- Born: Balagopal Chandrasekhar 2 October 1952 (age 73) Kollam, Kerala, India
- Education: B.A. and M.A. in economics, Loyola College, Chennai University of Madras
- Occupations: Entrepreneur, Author and former Civil servant
- Known for: Founder of Terumo Penpol

= C. Balagopal =

Indian industrialist and author (born 1952)

Balagopal Chandrasekhar (born 2 October 1952), better known as C. Balagopal, is an Indian entrepreneur, author and former Indian Administrative Service officer. He founded Peninsula Polymers, also known as Penpol, India's first blood-bag manufacturing company. It later became Terumo Penpol after a joint venture with the Japanese company Terumo. He served as part-time chairman of Federal Bank from November 2021 to June 2023. In September 2024, he was appointed chairman of the Kerala State Industrial Development Corporation (KSIDC).

== Early life and education ==
Balagopal was born in Kollam, Kerala.
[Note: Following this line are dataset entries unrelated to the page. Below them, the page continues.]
PR #1679, opened 2026-06-23
fix(mata-garuda): force local model for gap dispatch

Balizero1987:
## Summary
- force automated gap-consumer dispatches to use the configured local Ollama model instead of inheriting Claude defaults
- add a regression test proving Regulation Watcher dispatch is rewritten to ollama:qwen3.5:9b

## Tests
- PYTHONPATH=. ~/Desktop/nuzantara/apps/mata-garuda/.venv/bin/python -m pytest tests/test_gap_consumer.py tests/test_lamarckian.py tests/test_lhkpn_harvester.py tests/test_meta_agent.py tests/test_ollama_tools.py -q

### DIFF
--- a/apps/mata-garuda/mata_garuda/workers/gap_consumer.py
+++ b/apps/mata-garuda/mata_garuda/workers/gap_consumer.py
@@ -20,6 +20,7 @@ from __future__ import annotations
 
 import json
 import logging
+import os
 import time
 from typing import Any, Callable, Optional
 
@@ -43,6 +44,10 @@ DISPATCH_SLEEP_S = 2
 AGENT_MAX_RETRIES = {
     "lhkpn_harvester": 1,
 }
+DEFAULT_GAP_AGENT_MODEL = os.environ.get(
+    "MATA_GARUDA_GAP_AGENT_MODEL",
+    "ollama:qwen3.5:9b",
+)
 
 # Gap type → agent name (None = Phase 2, skipped with ack)
 #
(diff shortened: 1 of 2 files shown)


Balizero1987:

`diff_sha=15cae4cac0ccf95b` · 90 lines · diff_complete=True

- ✅ **codex** → `green` — No hard-rule API key, embedding-model, router, migration, async HTTP, print, or secret violations in this diff. The main risk is contract drift around the new model override because the default is local but the configuration is not enforced as local-only.
    - 🟠 P1: apps/mata-garuda/mata_garuda/workers/gap_consumer.py:47 — MATA_GARUDA_GAP_AGENT_MODEL is accepted without constraining it to local Ollama values, so setting it to claude/gemini/codex silently undoes the intended non-frontier gap-dispatch contract and can reintroduce quota-draining automated dispatch.
- ✅ **claude-opus** → `green` — Change forces automated gap-dispatch agents to use a local Ollama model (ollama:qwen3.5:9b) via env-overridable default, copying the agent with model_copy so the registry instance keeps its original 'claude' model — no ANTHROPIC_API_KEY/OPENAI_API_KEY path, embedding model untouched, no secrets, and the critical dispatch path is covered by a new test asserting both the override and registry non-mutation.
- ✅ **deepseek** → `green` — Safe change: introduces env-configurable local model for gap dispatch, no API key usage or frozen embedding model alteration. Test ensures forced model override prevents Anthropic key leakage.

---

He spent much of his childhood on tea and rubber estates in the Nilgiri Hills and Wayanad, where his father worked as a manager. He attended The Lawrence School, Lovedale, studied economics at Loyola College, and completed a master's degree in economics from the University of Madras. He later joined a doctoral programme at the University of Kerala.

== Career ==
Balagopal passed the civil services examination in 1976 and joined the IAS in 1977. He was allotted the Manipur cadre and first worked in Tamenglong. He later served in Ukhrul and Imphal West. In 1980, he went on deputation to Kerala, where he served as a sub-divisional officer in Kollam and later worked in a state public-sector undertaking. He resigned from the service in 1983.

After leaving the IAS, Balagopal founded Peninsula Polymers, also known as Penpol, to manufacture biomedical devices using technology developed by the Sree Chitra Tirunal Institute for Medical Sciences and Technology (SCTIMST). The company was incorporated in 1985, and its first blood-bag plant began production in 1987. In 1999, Penpol formed a joint venture with Terumo Corporation and became Terumo Penpol. The company became one of the largest manufacturers of blood-bag systems and exported its products to more than 50 countries. Balagopal sold his stake to Terumo in 2011 and stepped down as managing director in 2013.

After leaving Terumo Penpol, Balagopal became an investor and mentor to start-ups. He has served on the board of TIMed, the medical-device incubator at SCTIMST. He and his wife, Vinita Nambiar, also set up the ANAHA Trust, which supports health, education and rural livelihood projects in Kerala and Manipur.

Balagopal served as an independent director on the board of Federal Bank and was its part-time chairman from 22 November 2021 to 28 June 2023. He was appointed chairman of KSIDC in September 2024 and continues to hold the post.

== Works ==
Balagopal's books cover his years in public service and the growth of industry in Kerala. His first book was based on his time as a young officer in Manipur.
- On a Clear Day You Can See India: The Little World of the District Official (2013)
- The View from Kollam: A Day in the Life of a Sub-collector (2015)
- Maveli & Markets: How Supplyco Held the Price Line (2019)
- Below the Radar: The Untold Story of How Modern Manufacturing Grew by Stealth in Kerala (2023)

== Awards ==
In 1995, Balagopal received the National R&D Award for the successful commercialisation of indigenous technology from the Ministry of Science and Technology.